Issue #56, opened 2026-07-23
Use OpenRouter instead of DeepSeek for all inference in OpenCompany


Al629176:
## Summary

OpenCompany should use **OpenRouter** (`openrouter.ai`) as its inference provider rather than calling DeepSeek directly. Since we are actively building OpenCompany now, this is the right time to set OpenRouter as the default from the start — single API key, access to hundreds of models, OpenAI-compatible.

## Why OpenRouter instead of DeepSeek direct

- **One key, all models** — OpenRouter gives access to DeepSeek, Claude, Gemini, Llama, Qwen, and hundreds more through a single `OPENROUTER_API_KEY`. No need to manage multiple provider keys as we experiment with models.
- **OpenAI-compatible** — drop-in replacement, no SDK changes needed
- **Flexibility** — per-company model selection via `company.toml` without adding new provider integrations
- **Staging-safe** — easier to swap models per-environment without credential sprawl

### `company.toml` default inference config

```toml
[inference]
provider     = "openrouter"
base_url     = "https://openrouter.ai/api/v1"
api_key_secret = "OPENROUTER_API_KEY"
model        = "deepseek/deepseek-chat"        # default; overridable per company
```

Each company template can override the model while sharing the same provider and key.

### OpenRouter headers

All requests to OpenRouter must include:
```
HTTP-Referer: https://opencompany.work
X-Title: OpenCompany
```

Inject these automatically in the inference client when provider is `openrouter`.

### Environment variable

```
OPENROUTER_API_KEY=sk-or-...
```

No `DEEPSEEK_API_KEY` or other per-provider keys needed.

### Model selection per company template

Update the 19 company templates to specify appropriate models via `company.toml`:

| Company type | Suggested model |
|---|---|
| Agentic marketing, content | `deepseek/deepseek-chat` |
| Coding / technical | `deepseek/deepseek-r1` |
| Research / analysis | `deepseek/deepseek-r1` |
| Fast / high-volume | `meta-llama/llama-3.1-8b-instruct` |
| Vision tasks | `qwen/qwen-vl-plus` |

All routed through the same OpenRouter endpoint — model is just a string in `company.toml`.

### Docker / deployment

Update `docker-compose.yml` and `deploy/` manifests:
- Remove any `DEEPSEEK_API_KEY` references
- Add `OPENROUTER_API_KEY` to required env vars
- Update `.env.example`

## Acceptance criteria

[...]

PR #60, opened 2026-07-23
feat(harness): refresh roster on skill-delta change so console skills reach the agent next turn (#41)

### LINKED ISSUE #41: skills: console-authored custom skills don't reach the embedded agent (only committed company-dir bundles surface)
Follow-up to #28 (epic #26). The console Skills tab (#34) correctly shows a company's effective skills, but the **embedded agent only sees committed company-dir `SKILL.md` bundles** — custom skills authored through the console never reach its effective set, even after a fresh process restart.

## Repro (verified 2026-07-22, main @ 8a32dcf)
1. Company `openhuman_demo` with a committed `skills/inbox-triage/SKILL.md`.
2. Via the console API: install a registry skill (`weekly-report`) and create a **custom** skill with a body (`standup-digest`, POST /skills → source=custom, custom_doc stored + parseable — GET /skills shows all three).
3. Restart the backend (fresh `HarnessPool`).
4. Dispatch a task to `engineer`: "List every skill you can use, by name."

**Expected:** agent lists `inbox-triage` + `standup-digest` (both have real bodies). Registry `weekly-report` legitimately has no local content.
**Actual:** agent lists only `inbox-triage`.

## Analysis
- `HarnessPool::ensure` (src/harness/mod.rs:178) fetches deltas via `deps.skills.list()` and passes them to `build_roster` → `build_agent` → `EffectiveSkills::materialize(source_dir, deltas)`.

------------------------------------------------------------------------

PROMPT: The required output is the number of lines in the records that contain the word "content", with nothing added.

ANSWER BOX: 2